Set the environment variable HYDRA_FULL_ERROR=1 for a complete stack trace.
[2024-11-22 03:25:35,916 - TAO Toolkit - root - INFO] Sending telemetry data.
[2024-11-22 03:25:35,916 - TAO Toolkit - root - INFO] ================> Start Reporting Telemetry <================
[2024-11-22 03:25:35,916 - TAO Toolkit - root - INFO] Sending {'version': '5.5.0', 'action': 'train', 'network': 'dino', 'gpu': ['Tesla-V100-SXM2-16GB'], 'success': False, 'time_lapsed': 8} to https://api.tao.ngc.nvidia.com.
[2024-11-22 03:25:37,147 - TAO Toolkit - root - INFO] Telemetry sent successfully.
[2024-11-22 03:25:37,148 - TAO Toolkit - root - INFO] ================> End Reporting Telemetry <================
[2024-11-22 03:25:37,148 - TAO Toolkit - root - WARNING] Execution status: FAIL
2024-11-22 03:25:38,297 [TAO Toolkit] [INFO] nvidia_tao_cli.components.docker_handler.docker_handler 363: Stopping container.

And following is the configuration file:

train:
  freeze: ['backbone', 'transformer.encoder']
  pretrained_model_path: /workspace/tao-experiments/models/retail_object_detection_vtrainable_retail_object_detection_binary_v2.2.2.3/dino_model_epoch011.pth
  num_gpus: 1
  num_nodes: 1
  validation_interval: 1
  checkpoint_interval: 1
  seed: 1234
  results_dir: /workspace/tao-experiments/results/trainings/training1
  optim:
    lr_backbone: 1e-6
    lr: 1e-5
    lr_steps: [11]
    momentum: 0.9
  num_epochs: 12
dataset:
  train_data_sources:
    - image_dir: /workspace/tao-experiments/data/dataset_2024-22-11T0942_1732228936/train
      json_file: /workspace/tao-experiments/data/dataset_2024-22-11T0942_1732228936/annotations/instances_train.json
  val_data_sources:
    - image_dir: /workspace/tao-experiments/data/dataset_2024-22-11T0942_1732228936/test
      json_file: /workspace/tao-experiments/data/dataset_2024-22-11T0942_1732228936/annotations/instances_test.json
  num_classes: 2
  batch_size: 4
  workers: 8
  augmentation:
    fixed_padding: False
model:
  backbone: fan_base
  num_feature_levels: 4
  dec_layers: 6
  enc_layers: 6
  num_queries: 900
  num_select: 100
  dropout_ratio: 0.0
  dim_feedforward: 2048
results_dir: /workspace/tao-experiments/results/trainings/training1
encryption_key: nvidia_tao

Based on the pytorch repo, it seems its looking for other configurations such as cfg["train"]["cudnn"]["deterministic"], cfg["train"]["cudnn"]["benchmark"] which are not defined in documentation.

  1. Can you please explain why I am getting this errors? (dont they have default values specified).
  2. And if I am suppose to specify values, can you let me know the values for the above two configurations?
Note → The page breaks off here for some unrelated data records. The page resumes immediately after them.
Issue #2635, opened 2013-10-02
Example does not work in latest Opera and Firefox


liminspace:
Hello!
In page http://blueimp.github.io/jQuery-File-Upload/ not working button Add files in latest Opera 12.16 and Firefox 24.0 (Windows 7 x64).
Is it normal?

PR #3464, opened 2016-11-19
Set font size for buttons to a reasonable size

tribut:
This only applies to users with javascript disabled as the styling is otherwise overwritten by bootstrap.

200px size was introduced in 76ca40b044b7660f17a77ff82f7fcf14b51878a8 which mentions #2635 but the issue appears to be no longer available so I don't know what the point of the incredibly large size was.

For reference, this is how the demo looks with JS disabled:

screenshot from 2016-11-19 17-57-47


blueimp:
Thanks @tribut.
There's a separate file where I fixed this issue.

PR #3469, opened 2017-01-09
Remove the execute bit from jquery.fileupload-jquery-ui.js.

bowlofeggs:
Signed-off-by: Randy Barlow <randy@electronsweatshop.com>


blueimp:
Thanks!

PR #3471, opened 2017-01-23
Integrate with a clientSide cropping library (e.g. croppie)

gabn88:
I'm not sure if this should fit in the master branch or in one of the wiki pages, but it is a useful function I think.

I'm also not sure if this is the way to go, yet. Any help would be appreciated, as I'm trying to learn the structure of this module. I used to do python, so the javascript syntax is quite new to me and I might be wrong.


blueimp:
Thanks @gabn88 
This is better suited for the Wiki, so I've added it to the list of forks here:
https://github.com/blueimp/jQuery-File-Upload/wiki#forks

andresteves:
There should be a demo of how to use or even a working example of it.

PR #3473, opened 2017-01-29
Add incremental number with file name every upload

chrbono:
I would like to add increment number concatenated with file name, to extract and use that variable for inserting other array variables in the database.This I will use it for the array position. I have exhausted all my resource and cannot do it.

I someone can help me I will appreciate a lot.

### DIFF
--- a/angularjs.html
+++ b/angularjs.html
@@ -62,8 +62,22 @@
     </div>
 </div>
 <div class="container">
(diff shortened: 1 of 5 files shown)


blueimp:
For support, please see here:
https://github.com/blueimp/jQuery-File-Upload#support

PR #3474, opened 2017-02-09
iframe-transport: $.parseJSON replaced with JSON.parse

evil-shrike:
as `$.parseJSON`  is deprecated in jQuery 3.x


blueimp:
Thanks for your contribution, @evil-shrike.
To not break compatibility with old browsers (supported by older jQuery Versions), I've added a change that only uses `JSON.parse` if it's available, else `jQuery.parseJSON`.

PR #3475, opened 2017-02-24
blueimp-load-image>2.11.0 breaks image scaling

autopulated:
The moving of scaling into a separate module in blueimp-load-image (https://github.com/blueimp/JavaScript-Load-Image/commit/cad8a5af578969681d9ce5261db53650204cce86) seems to break scaled uploads:

> TypeError: t.scale is not a function. (In 't.scale(a,i)', 't.scale' is undefined)

This pegs that dependency at a lower version so things continue to work until it's fixed.

(you don't seem to have a bug tracker? So not sure where to report the issue for JavaScript-Load-Image)

### DIFF
--- a/bower.json
+++ b/bower.json
@@ -44,7 +44,7 @@
   "dependencies": {
     "jquery": ">=1.6",
     "blueimp-tmpl": ">=2.5.4",
-    "blueimp-load-image": ">=1.13.0",
+    "blueimp-load-image": ">=1.13.0,<=2.11.0",
     "blueimp-canvas-to-blob": ">=2.1.1"
   },
   "main": [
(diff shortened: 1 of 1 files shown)


blueimp:
Thanks for your contribution @autopulated 

That was actually an issue in [JavaScript Load Image](https://github.com/blueimp/JavaScript-Load-Image/commit/57e634af79738c46b25df71a12282763721a072c)  and has been fixed with version `v2.12.2`.

Regarding the closed issue tracker:
This was a deliberate decision as the number of support requests drowned out any deliberate issue reports and made maintaining this project a full-time project.
Pull requests still allow constructive contributions like yours, so I prefer this approach.

autopulated:
OK, thanks! Can't blame you for that.

PR #3478, opened 2017-05-14
finfo mimetype upload checking

robingchan:
Uses finfo to check actual contents of uploaded file for mime type and
not just the file extention.  If malicious user renames .exe to .jpg this method will detect that.

If user doesn't have finfo, wants to use regex or has an older version of script - it will fall back to original method gracefully.

### DIFF
--- a/server/php/UploadHandler.php
+++ b/server/php/UploadHandler.php
@@ -381,8 +381,7 @@ class UploadHandler
           // check file contents for mime/type and not extension
           if ( extension_loaded( 'fileinfo' ) ) {
             $finfo = finfo_open(FILEINFO_MIME_TYPE);
-            if ( !empty( $this->options['accept_file_types'] ) )
-            {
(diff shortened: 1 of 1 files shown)


blueimp:
Thanks for your contribution, @robingchan 

Upon consideration, I've decided to not include your changes for the following reasons:

* Dependency on another module which may or may not be installed and enabled
* The detection of fileinfo looks for certain magic byte sequences at specific positions within a file, which is not good enough to prevent the upload of malicious files
* Webservers usually set the content-type of files for delivery based on their file extension, so it makes sense to use the same pattern to categorise files for upload

robingchan:
no problems, here's just a few points:

1) the module is included with a default install of php, although not enabled. The code also checks for this and falls back to regex if is not enabled.

2) its not fool proof, however I feel it's better than file extension checking

thanks

PR #3479, opened 2017-05-18
Feature enhancement: image editing before upload

tkvw:
Hello, I've created a small enhancement for your excellent library. It allows to edit the image before upload by clicking on the preview image. It uses cropper https://fengyuanchen.github.io/cropper/ to do this.  Don't know if this should be integrated or downloaded separately. This is my first javascript library attempt, I needed it for a project and thought to share. Didn't include a test yet, because I didn't have the time to figure that out. 

Please see https://tkvw.github.io/jQuery-File-Upload/basic-plus-editor.html for an example. Add an image and click on the preview image. It allows you to scale, rotate, and change the filename of a image before upload.

### DIFF
--- a/.gitignore
+++ b/.gitignore
@@ -1,3 +1,4 @@
+.idea
 .DS_Store
 *.pyc
 node_modules
--- a/.jshintignore
+++ b/.jshintignore
@@ -1,0 +1,3 @@
+node_modules/
+build/
+js/vendor
--- a/angularjs.html
+++ b/angularjs.html
@@ -68,6 +68,7 @@
         <li><a href="basic.html">Basic</a></li>
         <li><a href="basic-plus.html">Basic Plus</a></li>
         <li><a href="index.html">Basic Plus UI</a></li>
+        <li><a href="basic-plus-editor.html">Basic Plus UI Plus Editor</a></li>
         <li class="active"><a href="angularjs.html">AngularJS</a></li>
         <li><a href="jquery-ui.html">jQuery UI</a></li>
     </ul>
--- a/basic-plus-editor.html
+++ b/basic-plus-editor.html
@@ -27,9 +27,16 @@
 <link rel="stylesheet" href="css/style.css">
 <!-- blueimp Gallery styles -->
 <link rel="stylesheet" href="//blueimp.github.io/Gallery/css/blueimp-gallery.min.css">
+    
+    
 <!-- CSS to style the file input field as button and adjust the Bootstrap progress bars -->
 <link rel="stylesheet" href="css/jquery.fileupload.css">
 <link rel="stylesheet" href="css/jquery.fileupload-ui.css">
+
+<!-- cropper css styles -->
+<link rel="stylesheet" href="//cdnjs.cloudflare.com/ajax/libs/cropper/3.0.0-rc.1/cropper.min.css">
+<link rel="stylesheet" href="css/jquery.fileupload-image-editor.css">
+
 <!-- CSS adjustments for browsers with JavaScript disabled -->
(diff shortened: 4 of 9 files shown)


blueimp:
Thanks for your contibution, @tkvw 

I've added your project to the list of forks here:
https://github.com/blueimp/jQuery-File-Upload/wiki#forks

chucklu:
@blueimp  It's not that easy to find the fork repository.  And the feature is really useful

blueimp:
Hi @chucklu, I agree that features are easier to use if they are bundled with the core product.
However, I can only merge features that I'm willing to maintain and this one is better handled separately.

chucklu:
@tkvw  I am trying to read the source code of jquery.fileupload-image-editor.js
Did you use the feature of [require.js](https://requirejs.org/docs/api.html#define) in following [code snippets](https://github.com/tkvw/jQuery-File-Upload/blob/master/js/jquery.fileupload-image-editor.js)?
However, I did not find the reference for require.js . 
```
/* global define, require, window */
;(function (factory) {
    'use strict';
    if (typeof define === 'function' && define.amd) {
        // Register as an anonymous AMD module:
        define([
            'jquery',
            'cropper',
            './jquery.fileupload-image'
        ], factory);
    } else if (typeof exports === 'object') {
        // Node/CommonJS:
        factory(
            require('jquery'),
            require('cropper'),
            require('./jquery.fileupload-image')
        );
    } else {
        // Browser globals:
        factory(
            window.jQuery,
            window.loadImage
        );
    }
}
```

chucklu:
I find [AMD - Learning JavaScript Design Patterns [Book] - O'Reilly](https://www.oreilly.com/library/view/learning-javascript-design/9781449334840/ch11s02.html)

> The first two concepts worth noting about AMD are the idea of a define method for facilitating module definition and a require method for handling dependency loading. define is used to define named or unnamed modules based using the following signature:

blueimp:
Yes, that's the AMD module format. ☺️

chucklu:
I also find you have an article [How to use jQuery File Upload with RequireJS](https://github.com/blueimp/jQuery-File-Upload/wiki/How-to-use-jQuery-File-Upload-with-RequireJS)

I find similar  code in [jquery.fileupload.js](https://github.com/blueimp/jQuery-File-Upload/blob/23f5c92cad0d9cc8dd37b969db27e3c92a1d0231/js/jquery.fileupload.js). 
My questions are:
1.what's the define,? is it a keyword?
if define is function, where is the definition?
2.what's the exports,? is it a keyword?
if exports is object, where is the definition
I am new to JavaScript area,  can not understand just use the variable without definition.
```JavaScript
;(function (factory) {
    'use strict';
    if (typeof define === 'function' && define.amd) {
        // Register as an anonymous AMD module:
        define([
            'jquery',
            'jquery-ui/ui/widget'
        ], factory);
    } else if (typeof exports === 'object') {
        // Node/CommonJS:
        factory(
            require('jquery'),
            require('./vendor/jquery.ui.widget')
        );
    } else {
        // Browser globals:
        factory(window.jQuery);
    }
}(function ($) {
}
```
Thanks in advance

chucklu:
[What is 'typeof define === 'function' && define['amd']' used for?](https://stackoverflow.com/a/30953936/3782855)

> 
> 
> This code checks for the presence of require.js, a JavaScript dependency management library.
> 
> If 'define' is not undefined and it is a function and 'amd' (asynchronous module definition) is also defined then the code assumes that require.js is in play.
> 
> If this is so then it defines 'factory' and passes jQuery to it as a dependency. Otherwise it sets up the dependencies that the code needs by attaching them to the root object.
> 
> As for what 'factory' is: it is not defined by the Javascript framework, it will be a function in the same file most likely. It will take the parameter jQuery.
>

PR #3481, opened 2017-07-09
Update package.json dependencies

ruscon:


blueimp:
Thanks for your contribution.  
Since this is a multi-version repo and the listed dependencies are included via CDN references, I prefer to not add them via NPM.

PR #3482, opened 2017-07-18
validating both filename and filetype

shubh54:
Most of the users have use case where they want to test both file type and as well validate that file name should not contain any special characters. Therefore modified validate.js such that it checks both file type and file name.


blueimp:
The original setting is on purpose as it exists for browser compatibility.
Not all browsers (e.g. older versions) report file types, so we match against either.

PR #536, opened 2019-04-01
updated Dockerfile to work with new notebook_controller

zabbasi:
This change is [Reviewable](https://reviewable.io/reviews/kubeflow/examples/536)


zabbasi:
fixes https://github.com/kubeflow/kubeflow/issues/2680

zabbasi:
@abhi-g

zabbasi:
CMD/ENTRYPOINT is inherited from parent base image. No need to reset it.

Thanks.

Could you please create a new topic for your latest questions? Thanks a lot.

yeah no worries. created new thread: Fine Tuning DINO Retail Object detector - error out as it expects unspecified/unknown configurations

OK, let us track in that topic and close this one since it is solved.